▸ **What you will do**:
Every entry below is to be copied exactly as written.

▸ **Records shown**:
******************************
Issue #2172, opened 2022-10-19
No test suite found in vite.config.js when it's not included in include glob


haikyuu:
### Describe the bug

No test suite found in vite.config.js when it's not included in include glob. This is caused by `includeSource` since the error is gone when that's commented.

### Reproduction

https://stackblitz.com/edit/vitest-dev-vitest-jqgret?file=vite.config.ts

### System Info

```shell
System:
    OS: macOS 12.4
    CPU: (10) arm64 Apple M1 Max
    Memory: 79.06 MB / 32.00 GB
    Shell: 5.8.1 - /bin/zsh
  Binaries:
    Node: 16.17.0 - /usr/local/bin/node
    Yarn: 1.22.17 - /usr/local/bin/yarn
    npm: 8.15.0 - /usr/local/bin/npm
  Browsers:
    Chrome: 106.0.5249.119
    Chrome Canary: 109.0.5366.0
    Safari: 15.5
    Safari Technology Preview: 16.4
  npmPackages:
    vite: ^3.1.8 => 3.1.8 
    vitest: ^0.24.3 => 0.24.3
```

### Used Package Manager

npm

### Validations

- [X] Follow our [Code of Conduct](https://github.com/vitest-dev/vitest/blob/main/CODE_OF_CONDUCT.md)
- [X] Read the [Contributing Guidelines](https://github.com/vitest-dev/vitest/blob/main/CONTRIBUTING.md).
- [X] Read the [docs](https://vitest.dev/guide/).
- [X] Check that there isn't [already an issue](https://github.com/vitest-dev/vitest/issues) that reports the same bug to avoid creating a duplicate.
- [X] Check that this is a concrete bug. For Q&A open a [GitHub Discussion](https://github.com/vitest-dev/vitest/discussions) or join our [Discord Chat Server](https://chat.vitest.dev).
- [X] The provided reproduction is a [minimal reproducible example](https://stackoverflow.com/help/minimal-reproducible-example) of the bug.

sheremet-va:
Not sure what to do here? You are including a lot of source tests, and `vite.config` is part of glob, and had `"import.meta.vitest"`, so it is treated as a test file, and test files throw error if there are no tests inside.

haikyuu:
Ah, got you.

I think it's safe to exclude `vite.config.{j,t)s` from the glob in that case. Thoughts?

sheremet-va:
> Ah, got you.
> 
[...]

PR #2188, opened 2022-10-21
fix: improve config's default exclude

haikyuu:
This PR fixes https://github.com/vitest-dev/vitest/issues/2172.

- [x] Added to the docs


packages/vitest/src/defaults.ts
```diff
@@ -1,8 +1,7 @@
 import type { BenchmarkUserOptions, ResolvedCoverageOptions, UserConfig } from './types'
 
 export const defaultInclude = ['**/*.{test,spec}.{js,mjs,cjs,ts,mts,cts,jsx,tsx}']
-export const defaultExclude = ['**/node_modules/**', '**/dist/**', '**/cypress/**', '**/.{idea,git,cache,output,temp}/**']
-
+export const defaultExclude = ['**/node_modules/**', '**/dist/**', '**/cypress/**', '**/.{idea,git,cache,output,temp}/**', 'vite.config.*', 'vitest.config.*']
```
sheremet-va, line 4:
```suggestion
export const defaultExclude = ['**/node_modules/**', '**/dist/**', '**/cypress/**', '**/.{idea,git,cache,output,temp}/**', '{vite,vitest}.config.*']
```
I think we can actually add more configs, like in `defaultCoverageExcludes`

sheremet-va (changes requested):

packages/vitest/src/defaults.ts
haikyuu: Done, I also added it to the docs since it was missing

packages/vitest/src/defaults.ts
```diff
@@ -23,6 +22,7 @@ const defaultCoverageExcludes = [
   '**/__tests__/**',
   '**/{karma,rollup,webpack,vite,vitest,jest,ava,babel,nyc,cypress}.config.{js,cjs,mjs,ts}',
   '**/.{eslint,mocha,prettier}rc.{js,cjs,yml}',
+  '{vite,vitest}.config.*',
```
sheremet-va, line 25: No, what I meant is to also put files from `:23` line in `defaultExclude` 😄 

23 line already has vite and vitest configs :)

sheremet-va (changes requested):

haikyuu:
Seems like the macos CI machine needs to upgrade its specs since eve≠the linux one is almost 2x faster. And it's probably why the test times out.

antfu (approved):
******************************
▸ **Written reply**:
Issue #2172, opened 2022-10-19
No test suite found in vite.config.js when it's not included in include glob


haikyuu:
### Describe the bug

No test suite found in vite.config.js when it's not included in include glob. This is caused by `includeSource` since the error is gone when that's commented.

### Reproduction

https://stackblitz.com/edit/vitest-dev-vitest-jqgret?file=vite.config.ts

### System Info

```shell
System:
    OS: macOS 12.4
    CPU: (10) arm64 Apple M1 Max
    Memory: 79.06 MB / 32.00 GB
    Shell: 5.8.1 - /bin/zsh
  Binaries:
    Node: 16.17.0 - /usr/local/bin/node
    Yarn: 1.22.17 - /usr/local/bin/yarn
    npm: 8.15.0 - /usr/local/bin/npm
  Browsers:
    Chrome: 106.0.5249.119
    Chrome Canary: 109.0.5366.0
    Safari: 15.5
    Safari Technology Preview: 16.4
  npmPackages:
    vite: ^3.1.8 => 3.1.8 
    vitest: ^0.24.3 => 0.24.3
```

### Used Package Manager

npm

### Validations

- [X] Follow our [Code of Conduct](https://github.com/vitest-dev/vitest/blob/main/CODE_OF_CONDUCT.md)
- [X] Read the [Contributing Guidelines](https://github.com/vitest-dev/vitest/blob/main/CONTRIBUTING.md).
- [X] Read the [docs](https://vitest.dev/guide/).
- [X] Check that there isn't [already an issue](https://github.com/vitest-dev/vitest/issues) that reports the same bug to avoid creating a duplicate.
- [X] Check that this is a concrete bug. For Q&A open a [GitHub Discussion](https://github.com/vitest-dev/vitest/discussions) or join our [Discord Chat Server](https://chat.vitest.dev).
- [X] The provided reproduction is a [minimal reproducible example](https://stackoverflow.com/help/minimal-reproducible-example) of the bug.

sheremet-va:
Not sure what to do here? You are including a lot of source tests, and `vite.config` is part of glob, and had `"import.meta.vitest"`, so it is treated as a test file, and test files throw error if there are no tests inside.

haikyuu:
Ah, got you.

I think it's safe to exclude `vite.config.{j,t)s` from the glob in that case. Thoughts?

sheremet-va:
> Ah, got you.
> 
[...]

PR #2188, opened 2022-10-21
fix: improve config's default exclude

haikyuu:
This PR fixes https://github.com/vitest-dev/vitest/issues/2172.

- [x] Added to the docs


packages/vitest/src/defaults.ts
```diff
@@ -1,8 +1,7 @@
 import type { BenchmarkUserOptions, ResolvedCoverageOptions, UserConfig } from './types'
 
 export const defaultInclude = ['**/*.{test,spec}.{js,mjs,cjs,ts,mts,cts,jsx,tsx}']
-export const defaultExclude = ['**/node_modules/**', '**/dist/**', '**/cypress/**', '**/.{idea,git,cache,output,temp}/**']
-
+export const defaultExclude = ['**/node_modules/**', '**/dist/**', '**/cypress/**', '**/.{idea,git,cache,output,temp}/**', 'vite.config.*', 'vitest.config.*']
```
sheremet-va, line 4:
```suggestion
export const defaultExclude = ['**/node_modules/**', '**/dist/**', '**/cypress/**', '**/.{idea,git,cache,output,temp}/**', '{vite,vitest}.config.*']
```
I think we can actually add more configs, like in `defaultCoverageExcludes`

sheremet-va (changes requested):

packages/vitest/src/defaults.ts
haikyuu: Done, I also added it to the docs since it was missing

packages/vitest/src/defaults.ts
```diff
@@ -23,6 +22,7 @@ const defaultCoverageExcludes = [
   '**/__tests__/**',
   '**/{karma,rollup,webpack,vite,vitest,jest,ava,babel,nyc,cypress}.config.{js,cjs,mjs,ts}',
   '**/.{eslint,mocha,prettier}rc.{js,cjs,yml}',
+  '{vite,vitest}.config.*',
```
sheremet-va, line 25: No, what I meant is to also put files from `:23` line in `defaultExclude` 😄 

23 line already has vite and vitest configs :)

sheremet-va (changes requested):

haikyuu:
Seems like the macos CI machine needs to upgrade its specs since eve≠the linux one is almost 2x faster. And it's probably why the test times out.

antfu (approved):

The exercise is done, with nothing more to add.